Amid revelations of a record economic contraction, household spending fell by $35.2 billion in the three months to June 30 while household savings rose by a whopping $42 billion.

Fitzpatricks Private Wealth certified financial planner Randall Stout said that meant Australians were doing the right thing and building up a financial buffer in uncertain times.

Here are three tips to help you do the same.

1. Fight the avalanche

There are two schools of thought when approaching debt repayment: The ‘snowball’ and the ‘avalanche’.

The ‘avalanche’ method involves making minimum repayments for all your debt, and funnelling any extra cash towards the debt with the highest interest rate, such as a credit card.

The ‘snowball’ method follows the same first step as above, but then focuses on paying off the smallest debts first, before moving on to larger sums.

 

 

The first method saves borrowers more money, as it reduces the total amount of interest paid.

But the second method is often more motivating, as borrowers see progress more quickly, which in some cases helps them stick to their goals.

Mr Stout said one strategy stands out as a clear winner.

“Start with producing your own personal balance sheet that lists all your debts and their interest rates, and then begin paying down the loan with the highest interest rate,” Mr Stout said.

“Personal credit card debt can have interest rates exceeding 20 per cent, but if you have the opportunity to take a balance transfer card with an interest-free period and focus on hammering down that debt, that’s certainly the way to go.”

Australians have paid down credit cards in record-setting amounts since the onset of the pandemic, with total balances outstanding on personal credit cards down $5.2 billion since March.

2. Shop around

Negotiating better deals with your lender and energy provider is another sure-fire way to save heaps of cash.

With average owner-occupier interest rates dropping more than 1 per cent since July 2019, home owners can save thousands of dollars a year by calling their bank, Mr Stout said.

“When interest rates are dropping, that is the time to increase your repayments if you’re in a position to do so,” he added.

“If you can drop your interest rate by [one] per cent and keep repayments the same, you’re going to clear that debt a lot quicker and it could be the difference in shortening your loan term by two years.”

3. Write a plan

Drawing up a repayment schedule will help you reach the finish line much faster by keeping you on track.

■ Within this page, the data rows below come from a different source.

PR #509, opened 2025-03-02
chore: ignore `nilerr` violations relating to linux process extractor

G-Rath:
I think my understanding here is correct enough, though I feel like ideally `extractSocketInode` should be returning a sentinel error rather than 0 (which I assume is being used as it is the sentinel value used by Linux to indicate there isn't an inode); in addition to that requiring a bit more code, I figure it might be possible for the function to end up with 0 anyway meaning we couldn't just get rid of the `inode != 0` ...

Ultimately, I'm just looking to get CI green again so happy to go in whatever direction(s) others would prefer (including what's written in the comments)

### DIFF
--- a/common/linux/proc/process_linux.go
+++ b/common/linux/proc/process_linux.go
@@ -94,6 +94,7 @@ func readFileDescriptors(ctx context.Context, d fs.DirEntry, inodesToPID map[int
 	// only read PID directories
 	pid, err := strconv.ParseInt(d.Name(), 10, 64)
 	if err != nil {
+		//nolint:nilerr // only read PID directories
 		return nil
 	}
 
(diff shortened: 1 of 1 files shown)


tooryx (approved):

common/linux/proc/process_linux.go
```diff
@@ -94,6 +94,7 @@ func readFileDescriptors(ctx context.Context, d fs.DirEntry, inodesToPID map[int
 	// only read PID directories
 	pid, err := strconv.ParseInt(d.Name(), 10, 64)
 	if err != nil {
+		//nolint:nilerr // only read PID directories
```
vpasdf, line 97: I'd rather remove this lint check, than adding exceptions. I think not passing on the error is totally fine in some cases.

G-Rath: How do you know though that it is totally fine to be doing so without a comment explaining why it's fine for readers and reviewers? and then, if you're writing a comment to explain that anyway, it doesn't seem costly to prefix that comment with `//nolint:nilerr //`...

another-rex (approved):
Approving to merge this in for now, it seems like a good idea to have the comment there no matter whether we want to keep the lint or not. If we find this to be an issue in the future we can turn it off.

“Making targets to clear debts over a specific timeframe – with set repayment amounts and discipline – can help make that debt disappear,” Mr Stout said.

“And especially if you’re younger and want to apply for a mortgage, try to steer clear of credit cards as your lender will be assessing your borrowing capacity more closely than ever.

“If you’ve got credit card debt, your bank will be unlikely to lend money to you as they recognise you’re spending more than you’re saving.”